*REQUIRED WORK:*
Write out each line of the records that has "tests" in it.

Stored records:

PR #786, opened 2020-11-27
Should use recursive merging

DarkSide666:
Should use recursive merging otherwise ui or any other array property cant be extended only overwritten.

For example, if you already have set some default properties and constructor also sets some, then constructor completely override the default ones.
If default one is `ui => [editable => true]` and you call constructor with `ui => [visible => true]` then you ended up with just `ui => [visible => true]` not `ui => [editable => true, visible => true]` as expected.
That's especially important in case of UI Multiline field which didn't work well because of this.

### DIFF
--- a/src/Field.php
+++ b/src/Field.php
@@ -210,7 +210,7 @@ class Field implements Expressionable
     {
         foreach ($defaults as $key => $val) {
             if (is_array($val)) {
-                $this->{$key} = array_merge(is_array($this->{$key} ?? null) ? $this->{$key} : [], $val);
+                $this->{$key} = array_merge_recursive(is_array($this->{$key} ?? null) ? $this->{$key} : [], $val);
             } else {
                 $this->{$key} = $val;
             }


ibelar (approved):
LGTM

src/Field.php
```diff
@@ -210,7 +210,7 @@ public function __construct(array $defaults = [])
     {
         foreach ($defaults as $key => $val) {
             if (is_array($val)) {
-                $this->{$key} = array_merge(is_array($this->{$key} ?? null) ? $this->{$key} : [], $val);
+                $this->{$key} = array_merge_recursive(is_array($this->{$key} ?? null) ? $this->{$key} : [], $val);
```
mvorisek, line 213: this is in a loop already, so it is quite dangerous to merge recursively, which can/would result with mismatched values

mvorisek:
I would say not a bug and this PR is definitely a BC break.

src/Field.php
DarkSide666: In a loop yes, but defaults can be arrays too and these arrays should be merged recursively otherwise it's not possible to extend them - only fully overwrite.

I agree about adding BC break and removing Bug.

mvorisek: yes, but merging elements can result in mismatch, what is the exact usecase we need to deep merge?

PR #787, opened 2020-11-27
Finally fix containsOne/Many UI property overwrites

DarkSide666:


ibelar (approved):
LGTM

src/Reference/ContainsOne.php
```diff
@@ -60,14 +57,18 @@ protected function init(): void
...
-        if (!$ourModel->hasElement($this->our_field)) {
-            $ourModel->addField($this->our_field, [
+        if (!$ourModel->hasElement($ourField)) {
+            $ourModel->addField($ourField, [
                 'type' => $this->type,
                 'reference' => $this,
                 'system' => $this->system,
                 'caption' => $this->caption, // it's ref models caption, but we can use it here for field too
-                'ui' => $this->ui,
+                'ui' => array_merge_recursive([
```
mvorisek, line 68: array_merge_recursive DOES NOT have any affect here -> use `array_merge`

DarkSide666: `ui` is multi-level array property. array_merge will merge only 1st level of array and overwrite all other levels, so it's not possible to extend `ui` with `ui => ['form' => [AnotherClass::class]]` for example without breaking other (maybe default ones) ui properties.

OH crap, you're right. It should be `array_replace_recursive` here - I will fix.

```
$a = ['form' => ['MyForm', 'color'=>'red'], 'table' => ['color'=>'blue']];
$b = ['form' => ['color'=>'green'], 'table'=>['MyTable']];
print_r($c = array_merge_recursive($a,$b)); // will create color as array [red, green] :(
print_r($d = array_replace_recursive($a,$b)); // will correctly replace color
assert($d, ['form' => ['MyForm', 'color'=>'green'], 'table' => ['MyTable', 'color'=>'blue']]);
```
fixed in https://github.com/atk4/data/pull/789

mvorisek: I did not read, but here the 1st arg is NOT nested arrray, thus I do not understand `_recursive`, seems like a typo to me

PR #788, opened 2020-11-27
Improve #785

mvorisek:
Guys, please review better and reject as much as a new code "quickly helful" is general. Every 2nd PR is very shitty.

PS: @ibelar this will probably break something


PhilippGrashoff:
LGTM, method name is more speaking and return type declaration very sensible

ibelar (approved):
Thanks! I will adjust ui pr

PR #789, opened 2020-11-30
correct fix for merging properties

DarkSide666:
It should be array_replace_recursive there.

```
$a = ['form' => ['MyForm', 'color'=>'red'], 'table' => ['color'=>'blue']];
$b = ['form' => ['color'=>'green'], 'table'=>['MyTable']];
print_r($c = array_merge_recursive($a,$b)); // will create color as array [red, green] :(
print_r($d = array_replace_recursive($a,$b)); // will correctly replace color
assert($d, ['form' => ['MyForm', 'color'=>'green'], 'table' => ['MyTable', 'color'=>'blue']]);
```

### DIFF
--- a/src/Field.php
+++ b/src/Field.php
@@ -210,7 +210,7 @@ class Field implements Expressionable
     {
         foreach ($defaults as $key => $val) {
             if (is_array($val)) {
-                $this->{$key} = array_merge_recursive(is_array($this->{$key} ?? null) ? $this->{$key} : [], $val);
+                $this->{$key} = array_replace_recursive(is_array($this->{$key} ?? null) ? $this->{$key} : [], $val);
             } else {
                 $this->{$key} = $val;
             }
--- a/src/Reference/ContainsOne.php
+++ b/src/Reference/ContainsOne.php
@@ -65,7 +65,7 @@ class ContainsOne extends Reference
                 'reference' => $this,
                 'system' => $this->system,
                 'caption' => $this->caption, // it's ref models caption, but we can use it here for field too
-                'ui' => array_merge_recursive([
+                'ui' => array_replace_recursive([
                     'visible' => false, // not visible in UI Table, Grid and Crud
                     'editable' => true, // but should be editable in UI Form
                 ], $this->ui),
--- a/src/Reference/ContainsOne.php
+++ b/src/Reference/ContainsOne.php
@@ -65,7 +65,7 @@ class ContainsOne extends Reference
                 'reference' => $this,
                 'system' => $this->system,
                 'caption' => $this->caption, // it's ref models caption, but we can use it here for field too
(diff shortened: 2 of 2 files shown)


src/Reference/ContainsOne.php
```diff
@@ -65,7 +65,7 @@ protected function init(): void
                 'reference' => $this,
                 'system' => $this->system,
                 'caption' => $this->caption, // it's ref models caption, but we can use it here for field too
-                'ui' => array_merge_recursive([
+                'ui' => array_replace_recursive([
```
mvorisek: see original PR, I think recursive not needed at all

mvorisek:
better to post as sandpit code - https://3v4l.org/sjJQs

Yes, replace, and use with brutal care!

If I remember there was also some PR in data, check everything.

src/Reference/ContainsOne.php
DarkSide666: See https://3v4l.org/sjJQs for example. That's why we need to merge/replace here recursively.

Form control can have it's own default ui settings (like Multiline control does) and we should be able to extend (not fully overwrite) them. `array_replace_recursive` here does exactly that.

mvorisek: No! here is something totally different, see line 69-70 (that two lines below)

DarkSide666: Yes, by default it's not visible and is editable, but we should be able to overwrite these values without affecting any other values. Well, ok, in this particular case `array_replace` (without recursive) would work too, but ... recursive is more generic.

mvorisek: see, use simple/simply `array_replace` when data are hardcoded!

src/Field.php
```diff
@@ -210,7 +210,7 @@ public function __construct(array $defaults = [])
     {
         foreach ($defaults as $key => $val) {
             if (is_array($val)) {
-                $this->{$key} = array_merge_recursive(is_array($this->{$key} ?? null) ? $this->{$key} : [], $val);
+                $this->{$key} = array_replace_recursive(is_array($this->{$key} ?? null) ? $this->{$key} : [], $val);
```
DarkSide666, line 213: Usecase:
```
// custom form control class defines
public $ui = ['form' => [CustomField::class, 'size' => 'small', 'color' => 'red']];

// in model i want to use this control with default size (small), but in green color
$this->addField('foo', ['ui' => ['form' => ['color' => 'green']]]);
```

So as result I need to recursively replace ui property not completely overwrite it.
Required result `ui => ['form' => [CustomField::class, 'size' => 'small', 'color' => 'green']]`

src/Reference/ContainsOne.php
DarkSide666: ok will go with `array_merge` then.

PR #790, opened 2020-11-30
Add PHPStan to CI level=1

mvorisek:
rebased onto develop once https://github.com/atk4/data/pull/793 is merged

### DIFF
--- a/tests/FolderTest.php
+++ b/tests/FolderTest.php
@@ -16,7 +16,7 @@ class Folder extends \atk4\data\Model
         $this->addField('name');
 
         $this->hasMany('SubFolder', [new self(), 'their_field' => 'parent_id'])
-            ->addField('count', ['aggregate' => 'count', 'field' => $this->expr('*')]); // TODO PHPStan
+            ->addField('count', ['aggregate' => 'count', 'field' => $this->persistence->expr($this, '*')]);
 
         $this->hasOne('parent_id', new self())
             ->addTitle();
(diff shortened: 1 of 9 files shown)


tests/FolderTest.php
```diff
@@ -16,7 +16,7 @@ protected function init(): void
         $this->addField('name');
 
         $this->hasMany('SubFolder', [new self(), 'their_field' => 'parent_id'])
-            ->addField('count', ['aggregate' => 'count', 'field' => $this->expr('*')]);
+            ->addField('count', ['aggregate' => 'count', 'field' => $this->expr('*')]); // TODO PHPStan
```
mvorisek: `$model->expr()` is not defined, @georgehristov what is a replacement?

DarkSide666: `$model->persistence->expr()`

DarkSide666 (approved):
LGTM except this data dependency on UI
```
  399    Class atk4\ui\Button not found.                                     
         💡 Learn more at https://phpstan.org/user-guide/discovering-symbols  
  399    Class atk4\ui\Icon not found.                                       
         💡 Learn more at https://phpstan.org/user-guide/discovering-symbols  
  405    Class atk4\ui\Icon not found.                                       
         💡 Learn more at https://phpstan.org/user-guide/discovering-symbols  
 ```

I know it's not the question about this PR, but now we see this problem.
I really think that data should not rely on ui in any way.

I guess this is also reported here https://github.com/atk4/ui/issues/1548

*RESULT FOR THIS EXERCISE:*
--- a/tests/FolderTest.php
+++ b/tests/FolderTest.php
tests/FolderTest.php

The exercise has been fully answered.